JAKARTA, KOMPAS.com - Ketua Komisi Pemberantasan Korupsi (KPK) Agus Rahardjo mengaku, KPK kesulitan mencari saksi ahli untuk kepentingan penyidikan, penuntutan, bahkan saat menghadapi praperadilan.
Ahli itu terutama pakar dari perguruan tinggi negeri.
"Kalau KPK cari saksi ahli kan kesulitan, mencari ahli yang berpihak pada penuntutan korupsi," ujar Agus, di Kementerian Pendidikan dan Kebudayaan, Jakarta, Kamis (19/4/2018).

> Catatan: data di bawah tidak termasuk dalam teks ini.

PR #6696, opened 2026-09-17
perf(visa-engine): memoize the canonicalization and parse stages of verify_rule_pack (keyed evaluate re-verified the pack 5x per request)

Balizero1987:
## Incident (2026-09-17, prod)

`POST /api/visa-oracle/evaluate` with the `Idempotency-Key` the web client always sends took **13.0 s** on the first call and 5.2 s on replay, versus 2.8 s without the header. The client aborts at 12 s (`VISA_ORACLE_DEFAULT_TIMEOUT_MS`), so every completed interview paid a silent 12 s retry and, under load, read "Decision service unavailable" instead of its verdict.

Fly logs of one keyed request (03:01:29Z → 03:01:42Z) show `verified rule pack … sequence=22` **five times** — once inside `run_evaluation`, four more through `_replay_authority_matches` → `_current_replay_pack_identity` — at ~2.45 s each on the shared vCPU (0.43 s on an M-series Mac). The cost is RFC 8785 canonicalization of the 290 KB payload plus `RulePack.model_validate`; the Ed25519 verify and trust-store checks are cheap.

(A first cause — CPU steal 76-86 % on the Postgres primary since 2026-09-15 — was cured operationally with `fly postgres failover` at 02:47Z; this PR is the second, code-side cause.)

## Fix

`verify_rule_pack` keeps a bounded (8 entries, LRU, lock-guarded) process-local memo of its **input-deterministic** stages only: schema validation, canonical `protected`/`payload` bytes, `payload_sha256`, signed bytes, parsed `kid`/`signed_at`, and the parsed frozen `RulePack`. The key is SHA-256 over a sorted-key JSON dump of the `_snapshot_envelope` result (cache key only; JCS stays the sole signing canonicalization). An entry is stored only after a signature verify + parse succeeded.

**On every call, memo hit or not, unchanged and in the same order:** declared-vs-computed `payload_sha256` check, `trust_store.resolve` (validity/revocation at `signed_at`), the future-skew check against `observed_at`, and `signing_key.public_key.verify`. The unsigned-dev branch is untouched. Function signature, return type and every error message are byte-identical.

## Proof

- `test_bundle_verify.py`: repeat verification calls `_canonicalize_wire_object` 0 times on the second call and returns an equal result; tampered payload with the declared hash kept → still `payload_sha256 mismatch`; flipped signature after a memoized success → still `Ed25519 signature verification failed`; key revoked on the second call → still rejected (memo never bypasses the trust store); 9 distinct envelopes keep the memo at ≤ 8.
- Dux re-run on disk: `test_bundle_verify.py` + `test_seq20_signed_bundle.py` + `test_bundle_activation.py` + `test_bundle_rfc8785_vectors.py` + `test_interview_walk_census.py` → **149 passed, 14 skipped**; `ruff check` clean.
- Local timing on `rulepack-prod-022.signed.json`: first call ≈ 0.43 s, memo hits ≈ 1-2 ms.

Bites: the Visa Oracle web client (`apps/mouth …/_lib/evaluation-client.ts`, sends `Idempotency-Key` on every evaluate) — after deploy, `curl` of a keyed evaluate against `nuzantara-rag.fly.dev` completes in < 3.5 s on the first call (was 13 s) and the Fly log shows one `verified rule pack` line per request with `stage memo hit=True` on the replay path; a live DOM walk on balizero.com/visa-oracle reaches the verdict with a single evaluate attempt in its network trace (was: 12 000 ms abort + retry).


Balizero1987:
Closed after GATE-6696 BLOCK: the flipped-signature guilt test was flaky by construction (the last base64url char of an Ed25519 signature carries only 2 payload bits, so the A→B flip decoded to identical bytes 1 time in 4). Production code verified clean by the gate. Successor from fresh main with a blob-identical bundle.py and a byte-0 mutation in the test follows.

Baca juga : Saksi Ahli dari IPB di Sidang Nur Alam Digugat, KPK-LPSK Beri Pendampingan Hukum
Menurut Agus, selama ini KPK banyak menghadapi ahli-ahli jebolan perguruan tinggi negeri ternama dari pihak tersangka atau terdakwa.
Ia menyayangkan ahli-ahli yang berkualitas tersebut tidak berada pada sisi KPK. Ia menduga, hal tersebut karena faktor honor.
"Karena yang mau dikasih honor Rp 5-6 juta sulitnya bukan main. Kalau yang lawan kami, bisa bayar Rp 100 juta," kata Agus.
Agus menyebutkan, salah satu ahli dari Fakultas Kehutanan dari Institut Pertanian Bogor (IPB) Basuki Wasis digugat oleh Gubernur Sulawesi Tenggara non-aktif Nur Alam.
Baca juga : KPK dan LPSK Perkuat Perlindungan Saksi Ahli Kasus Korupsi
Dalam kapasitasnya sebagai ahli, Basuki menyebut bahwa kegiatan pertambangan nikel yang dilakukan PT Anugrah Harisma Barakah (AHB) di Pulau Kabaena, Sulawesi Tenggara merugikan negara sebesar Rp 2,7 triliun.
"Saksi ahli kok malah dipidanakan. Ini mari kita bela bersama-sama," kata Agus
Dalam acara tersebut, turut hadir Staf Ahli Bidang Regulasi Pendidikan dan Kebudayaan, Chatarina Muliana Girsang.
Agus lantas melontarkan pertanyaan pada Chatarina apakah bisa mengeluarkan regulasi agar ahli dari perguruan tinggi negeri harus berada pada sisi penegak hukum dalam proses hukum.
"Apa tidak bisa dikeluarkan aturan dosen negeri membela pemberantasan korupsi, bukan jadi ahlinya lawan. Bisa tidak seperti itu?" kata Agus.
Saat ditemui usai acara, Chatarina mengatakan, pemerintah memang perlu dukungan dalam pemberantasan korupsi.
Meski demikian, ia menyebutkan, saksi ahli sifatnya independen sehingga tidak bisa diatur harus berpihak kepada siapa.
"Mereka sendiri mungkin ada yang peduli, ada yang tidak peduli. Jadi kepedulian itu yang harus dibangun," kata Chatarina.